The word bikini has rather an interesting etymology. Unlike the word
swimsuit, which is entirely functional and descriptive in its purpose,
the word bikini implies much more about the bikini’s history than it
does the bikini’s purpose.
Most scholars assume that the bikini swimsuit was named after the
famous Bikini Atoll in the Pacific Marshall Islands. While it may seem
strange for the birthplace of the actual bikini swimsuit to be in
France and the birthplace of the name bikini to be in the South
Pacific, these two areas of the world actually had quite a bit in
common during the historical time period of the introduction of the
bikini.
When the bikini was introduced to the world in 1946, World War II had
just ended the spring before, and the world was still rollicking from
the horrendous nature of that war. After detonating the controversial
atomic bomb on two Japanese cities to end the Pacific war, the United
States was setting off further test bombs on the Marshall Islands
during that same summer. Needless to say, the destructive power of the
atomic bomb was still quite a shock to people around the world. While
Jacques Heim and Louis Reard were simultaneously inventing and
marketing their own versions of the bikini swimsuit, people all over
the world were marveling at the awesome power of the atomic bomb.
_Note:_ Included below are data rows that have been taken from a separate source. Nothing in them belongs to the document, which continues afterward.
PR #259, opened 2019-01-28
Rework attribute audience conditions

loganlinn:
## Summary

Addresses concerns of complexity in business logic and logging
strategy for audience conditions on user attributes while maintaining the
same matching behavior. Only a minor changes have been made some of the
log messages, but should not impact the ability for SDK end-user to
debug.

The `Match` abstraction and `MatchType` class hindered the ability to add detailed logging in a non-intrusive manner (#251).
The `Match` interface and implementations were replaced by classes that
implement `Condition` interface directly and share a common logical workflow.

### Additional Notes
-   Introduces `AbstractAttributeCondition` for the common logic and flow shared between all match operations.
-   Replaces the `castToValueType` method that performed unnecessary reflection and was difficult to reason about -- the class that is required for a match operation is known ahead of time.
-   Generalize string-based conditions (`StringAttributeCondition` and `SubstringAttributeCondition`) to support any `CharSequence`; not just `String`.
-   Avoid special-case logic when `UserAttribute` is not valid by evaluating with dummy `VoidCondition` that always evaluates to `null`.
-   More efficient `toString()` implementations using `StringBuilder` (generated by IntelliJ IDEA "StringBuilder (JDK 1.5)" template)
-   Improve error messages for failed assertions made by `LogbackVerifier` by displaying the expected log message that was never observed.
-   Further improvements can be made to this code, such as removing
object allocations when condition is evaluated and cleaning up the
associated `ConditionUtils.parseConditions` logic, but that is left
intact to minimize amount of change. I added `TODO(llinn)`
comments where I saw where future improvements could be made.

## Test plan
- Existing and unit tests
- Added `UserAttributeTest` unit test


core-api/src/main/java/com/optimizely/ab/config/audience/UserAttribute.java
```diff
@@ -20,27 +20,33 @@
...
+ * Represents a leaf node in audience condition AST.
+ *
+ * Defines a matching operation to evaluate on a specific attribute.
+ * The behavior of {@link #evaluate(ProjectConfig, Map)} is determined by specified
+ * match operation.
+ *
+ * If the given match type and value are not compatible, i.e. a substring match with non-string value,
+ * this class will always evaluate to UNKNOWN by returning {@code null}.
+ *
+ * TODO(llinn) convert this to a POJO and separate from {@link Condition} evaluation
```
nchilada: Not following POJO in this context. Do you mean, convert it to be encapsulated by a leaf node rather than directly acting as the leaf node? Or something like that?

core-api/src/main/java/com/optimizely/ab/config/audience/UserAttribute.java
```diff
@@ -75,66 +81,55 @@ public Object getValue() {
...
-                    }
-                }
-            }
-            return result;
-        } catch (UnknownMatchTypeException | UnexpectedValueTypeException ex) {
-            logger.warn("Audience condition \"{}\" " + ex.getMessage(),
-                this);
-        } catch (NullPointerException np) {
-            logger.error("attribute or value null for match {}", match != null ? match : "legacy condition", np);
+            condition = ConditionUtils.leafCondition(type, match, name, value);
```
nchilada: Semantically, I'm not following why a UserAttribute (which is a Condition) should need to go and get a Condition. Are we preparing for other condition types (e.g. a DeviceTypeCondition which would also implement Condition) that might want to share the same match types?

core-api/src/main/java/com/optimizely/ab/config/audience/UserAttribute.java
```diff
@@ -75,66 +81,55 @@ public Object getValue() {
...
+        } catch (InvalidAudienceCondition e) {
+            logger.warn(
+                "Audience condition \"{}\" is invalid: {}. You may need to upgrade to a newer release of the Optimizely SDK",
```
nchilada: Can we log a more specific error message here, per the [spec](https://docs.google.com/document/d/1DfZzY-dReyu-hElaPngS849C6HC1wFXzuC_Ir0ShCdo/edit#heading=h.y3umnfybr1lu)? Maybe we could embed the details in `e`.

core-api/src/main/java/com/optimizely/ab/internal/VoidCondition.java
```diff
@@ -14,13 +14,23 @@
...
-    private static String message = "uses an unknown match type. You may need to upgrade to a newer release of the Optimizely SDK";
+import javax.annotation.Nullable;
+import java.util.Map;
 
-    public UnknownMatchTypeException() {
-        super(message);
+/**
+ * Dummy condition that always evaluates to {@code null}
+ */
+public final class VoidCondition<T> implements Condition<T> {
```
nchilada: How does this differ from `NullCondition`?

core-api/src/main/java/com/optimizely/ab/internal/VoidCondition.java
```diff
@@ -14,13 +14,23 @@
...
+    static final VoidCondition INSTANCE = new VoidCondition();
```
nchilada: Maybe we can have different versions of VoidCondition that log [different warning messages](https://docs.google.com/document/d/1DfZzY-dReyu-hElaPngS849C6HC1wFXzuC_Ir0ShCdo/edit#heading=h.gc2x9d7t8f88) when they're evaluated?

core-api/src/main/java/com/optimizely/ab/config/audience/match/AbstractAttributeCondition.java
```diff
@@ -0,0 +1,134 @@
...
+ * <ol>
+ *   <li>extracts the untyped attribute value to evaluate</li>
+ *   <li>filter the attribute to types supported by match logic</li>
+ *   <li>evaluate whether typed input is a match</li>
+ * </ol>
+ *
+ * @param <T> type of value that input is matched against
+ * @param <U> type of converted input that is required to match
+ */
+public abstract class AbstractAttributeCondition<T, U> implements Condition<T> {
```
nchilada: Semantically (and maybe even architecturally 😕) it's not clear to me how this differs from UserAttribute.

core-api/src/main/java/com/optimizely/ab/config/audience/match/EqualsAttributeCondition.java
```diff
@@ -0,0 +1,85 @@
...
+
+/**
+ * Matches input using standard {@link Object#equals(Object)}.
+ *
+ * If an attribute is set to value that is not an instance of {@code inputClass},
+ * this will always evaluate to UNKNOWN.
+ *
+ * @param <T> type of value to match input against
+ */
+public class EqualsAttributeCondition<T, U> extends AbstractAttributeCondition<T, U> {
```
nchilada: It's surprising that a class with this name is only used for exact _boolean_ conditions, and not for exact number or exact string conditions.

core-api/src/main/java/com/optimizely/ab/config/audience/match/StringAttributeCondition.java
```diff
@@ -0,0 +1,63 @@
...
+package com.optimizely.ab.config.audience.match;
+
+import javax.annotation.Nonnull;
+import javax.annotation.Nullable;
+import java.util.Objects;
+
+/**
+ * Matches content of {@link String} against any {@link CharSequence} input.
+ */
+public class StringAttributeCondition extends AbstractAttributeCondition<String, CharSequence> {
```
nchilada: It's surprising that a class with this name is only used for _exact_ string conditions and not for substring conditions.

core-api/src/main/java/com/optimizely/ab/config/audience/match/NumericAttributeCondition.java
```diff
@@ -0,0 +1,120 @@
...
+
+import javax.annotation.Nonnull;
+import javax.annotation.Nullable;
+import java.util.Objects;
+
+/**
+ * Abstract condition for {@link Number} comparisons.
+ * Comparisons are made by {@link Double#compare(double, double)}.
+ */
+public abstract class NumericAttributeCondition extends AbstractAttributeCondition<Number, Number> {
```
nchilada: It's interesting to have a class that handles multiple match types for a particular condition value type. Other SDKs don't really do this; they always branch first on the match type and then on the value type. Though this isn't a huge concern for me; like you, I'd rather figure out the class hierarchy and see what falls out of that.

core-api/src/main/java/com/optimizely/ab/config/audience/UserAttribute.java
aliabbasrizvi: @nchilada you feel `e.getMessage` doesn't have enough details?

core-api/src/test/java/com/optimizely/ab/internal/LogbackVerifier.java
```diff
@@ -84,6 +84,11 @@ private void verify() throws Throwable {
                 public boolean matches(final Object argument) {
                     return expectedEvent.matches((ILoggingEvent) argument);
                 }
+
+                @Override
+                public void describeTo(org.hamcrest.Description description) {
```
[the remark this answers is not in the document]
mikecdavis: This combined with the `toString()` below allows for human readable differences to be displayed when the `ArgumentMatcher` fails to match.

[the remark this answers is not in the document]
mikecdavis: That being said I'm not a fan of this style of testing anyway and would be more than happy to remove this class entirely :)

mikeng13:
CLosing this due to inactivity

No one knows for sure whether Louis Reard was inspired enough by the
atomic bomb detonations in the Bikini Atoll to christen his swimsuit
the bikini or if he chose the name at random. Whatever the reason, the
name bikini stuck as the official title of the midriff-baring,
two-piece swimsuit. Many etymologists have assumed that Reard believed
his swimsuit creation would create a shock equal in its reverberation
to that of the atomic bomb (as it proved to do in the following years).
The term bikini has now become so lodged in the vocabulary of swimsuits
that several new types of swimsuits have spawned from it, including the
bandini, tankini, camikini, and monokini.